このリンゴは存在しないかもしれない
リンゴを持つ自分も存在しないかもしれない
そもそもこの世界も存在しないかもしれない
だが、これらを疑っている「私」は確かに存在している
夜9時、寝室で寝ようとしている小学3年生の息子に言われた。
一瞬、凍りつくw
僕の脳内はこうだった
(ヤバい、デカルト。決めゼリフなんだっけ。っていうか、アレあったじゃん、なんだっけ。ヤバい、テンパって言葉がアレしか出ない。

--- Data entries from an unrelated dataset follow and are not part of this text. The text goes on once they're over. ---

PR #28, opened 2016-05-23
Homework Duncan 6

dgkimpton:
String homework from meeting 6


course3/homework-string/build.bat
```diff
@@ -0,0 +1,22 @@
+@echo off
```
maciekgajewski, line 1: you should use cmake instead

course3/homework-string/my_string.cc
```diff
@@ -0,0 +1,192 @@
+#include "my_string.h"
+
+#include <cstring>
+#include <memory>
+
+MyString::MyString() 
+	:
+	mBuffer(nullptr)
```
maciekgajewski: this is not necessary, as any unique_ptr is null by default (initialized to null in it's own default constructor).
This means that the entire constructor is unnecessary.

course3/homework-string/my_string.cc
```diff
@@ -0,0 +1,192 @@
...
+MyString::MyString(MyString&& that)
+{
+	mBuffer.swap(that.mBuffer);
+}
+
+MyString::MyString(const char* str)
+{
+	if (str == nullptr || str[0] == '\0')
+	{
+		mBuffer = nullptr;
```
maciekgajewski: is this required?

course3/homework-string/my_string.cc
```diff
@@ -0,0 +1,192 @@
...
+	else
+	{
+		mBuffer = std::make_unique<char[]>(std::strlen(str) + 1);
+		std::strcpy(mBuffer.get(), str);
+	}
+}
+
+MyString& MyString::operator=(const MyString& that)
+{
+	if (this == &that)
```
maciekgajewski: interesting test. Why do you think it is needed?

course3/homework-string/my_string.cc
```diff
@@ -0,0 +1,192 @@
...
+		return *this;
+	
+	if (that.empty())
+	{
+		std::unique_ptr<char[]> oldBuffer = nullptr;
```
maciekgajewski: there is no need to initialize unique_ptr to null

course3/homework-string/my_string.cc
```diff
@@ -0,0 +1,192 @@
...
+		mBuffer.swap(oldBuffer);
```
maciekgajewski: these two lines are a very elaborate way of saying

```
mBuffer.reset();
```

Here's some doco: http://en.cppreference.com/w/

course3/homework-string/my_string.cc
```diff
@@ -0,0 +1,192 @@
...
+	}
+	else
+	{
+		auto newBuffer = std::make_unique<char[]>(std::strlen(that.mBuffer.get()) + 1);
+		std::strcpy(newBuffer.get(), that.mBuffer.get());
+
+		mBuffer.swap(newBuffer);
```
maciekgajewski: Technically correct, but the code would be cleaner if you'd say

```
mBuffer = std::move(newBuffer);
```

course3/homework-string/my_string.cc
```diff
@@ -0,0 +1,192 @@
...
+	}
+
+	return *this;
+}
+
+MyString& MyString::operator=(MyString&& that)
+{
+	if (this == &that)
```
maciekgajewski: Where coud this possibly occur? Why do you need to check for this? What would happen if you wouldn't?

course3/homework-string/my_string.cc
```diff
@@ -0,0 +1,192 @@
...
+	auto thisSize = size();
+	auto thatSize = that.size();
+	
+	if (thisSize == 0 && thatSize == 0)
+	{
+		return MyString();
+	}
+	else if (thatSize == 0)
+	{
+		return MyString(mBuffer.get());
```
maciekgajewski: Why `MyString(mBuffer.get())` instead of `*this`?
Why `MyString(that.mBuffer.get())` instead of `that`?

course3/homework-string/my_string.cc
```diff
@@ -0,0 +1,192 @@
...
+	}
+	else if (thisSize == 0)
+	{
+		return MyString(that.mBuffer.get());
+	}
+	else
+	{
+		auto result = MyString();
```
maciekgajewski: `MyString result;`

course3/homework-string/my_string.cc
```diff
@@ -0,0 +1,192 @@
...
+}
+
+char& MyString::operator[](int index)
+{
+	return mBuffer[index];
+}
+
+const char* MyString::c_str() const
+{
+	return mBuffer.get();
```
maciekgajewski: And what will happen if buffer is null?

course3/homework-vector/vector.cc
```diff
@@ -3,9 +3,59 @@
 
 class Vector
 {
-    // TODO
```
maciekgajewski, line 6: please, sent assignemtnsd in separate pul requests. keep them in separate branches

maciekgajewski:
what happened to all my comments?

dgkimpton:
I don't know where they went, but I did get an e-mail with each of them so
you definitely entered them...

On 23 May 2016 at 17:39, maciekgajewski notifications@github.com wrote:

> what happened to all my comments?
> 
> —
> You are receiving this because you authored the thread.
> Reply to this email directly or view it on GitHub
> https://github.com/maciekgajewski/c-excercises/pull/28#issuecomment-221013331

## 

Mr Duncan Kimpton
e-mail: dgkimpton@gmail.com

course3/homework-string/build.bat
dgkimpton, line 1: I started out that way, but I couldn't get it to work without needing a .bat to run cmake correctly... in the end it was getting overly complex for something very simple. So for now I went with a simple .bat, to be revisited when the projects get more complex.

I had something like this:

```
project(test)

cmake_minimum_required(VERSION 3.5.2)
set(CMAKE_CXX_COMPILER C:/MinGW/bin/g++.exe)
set(CMAKE_C_COMPILER C:/MinGW/bin/gcc.exe)
set(CMAKE_LINKER C:/MinGW/bin/ld.exe)
set(CMAKE_CXX_FLAGS "${CMAKE_CXX_FLAGS} -std=c++14 -Wall -Werror -pedantic -g")


add_executable(${PROJECT_NAME}
test.cpp
)
```

But then I had to run

```
cmake ../ -G "MSYS Makefiles"
```

to get it to build the make file before running make, which I kept messing up.

course3/homework-string/my_string.cc
dgkimpton: OK, clear.

course3/homework-string/my_string.cc
dgkimpton: The if yes, the assignment not.

course3/homework-string/my_string.cc
dgkimpton: I thought it was needed in case I did something like:

```
MyString a("Test");
MyString& x = a;
a = x;
```

course3/homework-string/my_string.cc
dgkimpton: Indeed, this one repeats a fair bit, sorry.

course3/homework-string/my_string.cc
dgkimpton: cool :)

course3/homework-string/my_string.cc
dgkimpton: wouldn't the consumer expect a copy to happen? Otherwise later operations on the result could modify the input.

y = a+b;
y[3] = 't';

course3/homework-string/my_string.cc
dgkimpton: indeed.

course3/homework-string/my_string.cc
dgkimpton: gah, indeed.

course3/homework-vector/vector.cc
dgkimpton, line 6: Huh, I think this must be a hang over from when I started doing all the assignments in master... those are now in the new branch I created. I'll see what I can do about that for the next time.

course3/homework-string/my_string.cc
dgkimpton: I'm not sure, I copied it over from my normal operator= method. And indeed if I didn't it would just swap the pointer with itself and do nothing. So really not needed.

course3/homework-string/build.bat
maciekgajewski, line 1: You shouldn't set compiler in CMake, that CMake's job to figure that out.

You need to run cmake to generate makefile (or ninja file, Visual Studio solution etc etc), but usually you do it only once.

On Windows - where things tend to get unnecessary complex - you may have to use correct "prompt" - a shell instance with some environment variables set. MinGW should come with one.

Using cmake should be a simple thing.

course3/homework-string/my_string.cc
maciekgajewski: Think of the "don't pay for what you are not using" principle. How frequently would this mistake happen (very rarely) vs how often do you need to pay the price of the check (always)

I think it would be nice if your function simply worked correctly in such a case, but it's fine if it doesn't

course3/homework-string/my_string.cc
maciekgajewski: But this function returns MyString by copy, so copy will happen.
Remember - every type here is a "value type", every return value and parameter is passed "by value"

course3/homework-string/my_string.cc
```diff
@@ -0,0 +1,181 @@
...
+
+char& MyString::operator[](int index)
+{
+	return mBuffer[index];
+}
+
+const char* MyString::c_str() const
+{
+	if (mBuffer == nullptr)
+		return '\0';
```
maciekgajewski: This won't work. What is the return type? What is the type of `'\0'`? What do you get when you convert the value from one (integer) type to another (integer) type?

course3/homework-string/my_string.cc
dgkimpton: Interesting, I see your point. Makes sense.

course3/homework-string/my_string.cc
dgkimpton: Indeed it does, your way is clearly superiour with that in mind.

course3/homework-string/my_string.cc
```diff
@@ -0,0 +1,192 @@
...
+	if (thisEmpty && thatEmpty)
+		return false;
+
+	if (thisEmpty && !thatEmpty)
+		return true;
+
+	if (!thisEmpty && thatEmpty)
+		return false;
+	
+	return std::strcmp(mBuffer.get(), that.mBuffer.get()) < 1;
```
maciekgajewski: Once you ensure c_str() works correctly (always returns valid pointer), you cna reduce the entire function to this single line:

```
return std::strcmp(c_str(), that.c_str()) < 0
```

maciekgajewski: Why <1? Shouldn't it be <0 ?

PR #29, opened 2016-05-26
unique_ptr

karunrao97:


course3/homework-unique_ptr/test.cc
```diff
@@ -0,0 +1,99 @@
+#include "unique_ptr.h"
+#include "unique_ptr.cc"
+
+#include <cassert>
+#include <iostream>
+#include <memory>
+
+
+template<template<class...> class UniquePtrType>
```
karunrao97: I arrived at this via brute force by trying a bunch of different template definitions until my code compiled. I don't quite understand exactly what's going on here, especially the ellipsis (...). If I drop the ellipsis, the code does not compile, but if I also comment out line 92 (unique_ptr_test<std::unique_ptr>();), the code does compile and passes all tests, so it seems like it's only required for std::unique_ptr, and not for karun::unique_ptr.

I also couldn't figure out how to pass a generic make_unique function as a template parameter (my goal was to change line 92 to unique_ptr_test<std::unique_ptr, std::make_unique>();). I think I need a template template function here, but it looks like that is not a legal template parameter. Is there another approach I could take here? I tried many variants of the following - it doesn't compile, and hurts my brain every time I look at it:
template<template<class T> class UniquePtrType, UniquePtrType<T> (*MakeUnique)(T*)>

maciekgajewski: True; template-templates are fancy and complex. You need to have good reason to use them. In this case a valid strategy would be to a) not make this a template function, simply test your pointer only, b) assume fixed pointed-to type:

```
template<typename PtrType>
void unique_ptr_test()
{
// ...
}

// ...
unique_ptr_test<std::unique_ptr<int>>();
unique_ptr_test<karun::unique_ptr<int>>();
```

course3/homework-unique_ptr/test.cc
```diff
@@ -0,0 +1,99 @@
...
+	assert(ptr.get() == nullptr);
+	
+	// initialization constructor
+	UniquePtrType<int> ptr2(nullptr);
+	assert(!ptr2);
+	
+	int* i = new int(42);
+	UniquePtrType<int> ptr3(i);
+	assert(ptr3);
+	assert(*ptr3.get() == 42);
```
maciekgajewski: get shouldn't be required. a smart pointer should mimic the syntax of raw pointer. so `assert(*ptr3 == 42);`

course3/homework-unique_ptr/test.cc
```diff
@@ -0,0 +1,99 @@
...
+	
+	// operator*
+	struct S { int i = 42; };
+	UniquePtrType<S> ptr5(new S);
+	S s = *ptr5;
+	assert(s.i == 42);
+	
+	// operator->
+	assert(ptr5->i == 42);
+
```
maciekgajewski: Pretty good!
One important features is not tested thou: if the pointed object is destroyed when the unique_ptr is destroyed, assigned-to or `reset` is called.

course3/homework-unique_ptr/test.cc
```diff
@@ -0,0 +1,99 @@
+#include "unique_ptr.h"
+#include "unique_ptr.cc"
```
maciekgajewski: This is why template classes don't have the .cc file, and are either entirely implementd in the .h. or - like in - your case, in the header files: one containing the class definition, and the other method definitions.

Different naming convetiosn are used for the second file: XXX_impl.h, XXX.hxx, XXX.ipp

course3/homework-unique_ptr/unique_ptr.cc
```diff
@@ -0,0 +1,111 @@
+#include "unique_ptr.h"
+
+#include <utility>
+
+
+template<class T>
+karun::unique_ptr<T>::unique_ptr() : mPtr(nullptr) {}
```
maciekgajewski: You could have used `= default` in the class definition.

maciekgajewski:
Nice!

course3/homework-unique_ptr/test.cc
karunrao97: The fixed pointed-to type was my first approach, and my code was exactly as you suggested above. However, in order to test operator->, I wanted to use a different type (struct, in my case), which is why I went for the template-template.

course3/homework-unique_ptr/test.cc
karunrao97: What's the standard naming convention used at Optiver?

course3/homework-unique_ptr/test.cc
karunrao97: I didn't implement operator\* when I wrote this test, hence the get(). `assert(*ptr3 == 42);` does work, though - I just committed a similar test in line 78.

course3/homework-unique_ptr/test.cc
karunrao97: Good point. I wanted to test this, but didn't know how. As far as I could tell from searching on Google, there is no way to check if memory has been freed. Even if the object has been destroyed, it might stay in memory and get cleaned up or reallocated at a later stage. Or is that incorrect?

I guess one way to test this might be to write a simple class that sets some global flag in its destructor. Is there a better approach?

course3/homework-unique_ptr/unique_ptr.cc
karunrao97: I did that in my first implementation. However, if I use default, I also need to initialize mPtr to nullptr in the header file, else it contains a junk pointer. Since most other constructors overwrite the initial value in mPtr anyway, I decided to eliminate the initialization in the header file and just ensure all constructors initialize mPtr appropriately. This is probably a completely unnecessary optimization - is there actually any runtime cost to initializing a member in the header file and then overwriting it in a constructor?

course3/homework-unique_ptr/unique_ptr.h
```diff
@@ -0,0 +1,39 @@
...
+
+namespace karun
+{
+	template <class T>
+	class unique_ptr
+	{	
+		
+	public:
+		unique_ptr();
+		unique_ptr(std::nullptr_t);
```
karunrao97: I forgot to ask this before, but even if I remove the `unique_ptr(std::nullptr_t)` constructor, calling `unique_ptr<int> p(nullptr);` creates a new unique_ptr p with p.mPtr equal to nullptr. I was surprised by this, and expected the code to not compile since the only compatible constructor (`unique_ptr(T*)`) is marked as explicit - is nullptr a special case, able to implicitly cast to T\* despite the explicit specifier?

course3/homework-unique_ptr/test.cc
maciekgajewski: XX_impl.h

course3/homework-unique_ptr/test.cc
maciekgajewski: You don't really need to check whether the memory was freed, you need t check if 'delete' has been called on the object, because calling 'delete' is the only responsibility of the programmer who used 'new'.

How I usually do it, I have a small class that has a counter as a static member variable, and I increase the counter in constructors (default and copy), and decrease it in destructor. This way you can check how many instances currently exists.

course3/homework-unique_ptr/unique_ptr.cc
maciekgajewski: There shouldn't be any. And it's fine to set the value to nullptr in class definition. The value in class definition is the one used during default construction of the member; in you other constructors you perform non-default initialization.

course3/homework-unique_ptr/unique_ptr.h
maciekgajewski: http://en.cppreference.com/w/cpp/language/nullptr

> There exist implicit conversions from nullptr to null pointer value of any pointer type

I don't think the overload for nullptr_t is required at all.

course3/homework-unique_ptr/test.cc
karunrao97: Nice! Will do.

course3/homework-unique_ptr/unique_ptr.h
karunrao97: Shouldn't the explicit specifier prevent this implicit conversion from nullptr_t to T*, though? Or perhaps I misunderstand how explicit works.

course3/homework-unique_ptr/unique_ptr.cc
karunrao97: Thanks, will change this.

course3/homework-unique_ptr/unique_ptr.h
maciekgajewski: The 'explicit' specifier prevent implicit conversion from another type into your type. In this case the conversion is from nullptr_t to pointer.

karunrao97: Ah okay. I thought it prevented all implicit conversions, which doesn't make sense in retrospect. It's clear now, thanks!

そしてヤバいしか出ない。ヤバいほら、なんか言わなきゃ、アレだ思い出せない)
振り絞って出した言葉は
「お、おぅ・・・」
同意とも取れる、それが何か?とも取れる、かと言って自信がある様にも思えない
「お、おぅ・・・」である。
そもそも、なんで急にデカルトが出てきたのか。
僕と息子は、少年野球の話をしていた。
そこから巡り巡って、哲学にたどりついた。
会話とは生き物だとつくづく思う。
まず最初、
マクドナルド杯の長野県代表のチームが決まったという話題だった。
今年は野沢少年野球と松本ライオンズで決勝だった。特に野沢少年野球は驚いた。
一般的な地区の少年野球チームが全国に出るなんて、よっぽどのことだと思う。
そこから、僕の少年野球時代の昔話、息子の質問に答えているといつの間にか中学の話。
僕の頃の中学時代は、まだまだ体罰があった。
野球部の顧問はかなり熱血系の武闘派だった。
情に厚いのはあったけど、それと同様に熱かった。
一番凄かったのが、両頬を往復ビンタの上に内股で倒された後輩。
中学生ながら、人前で涙を流していたあの光景を、僕は忘れることはないだろう。
そんな中で「いまのお父さんをプロ野球選手と比較すると、能力はどの位なの?」という、比較しようのない絶望的質問が飛んでくる。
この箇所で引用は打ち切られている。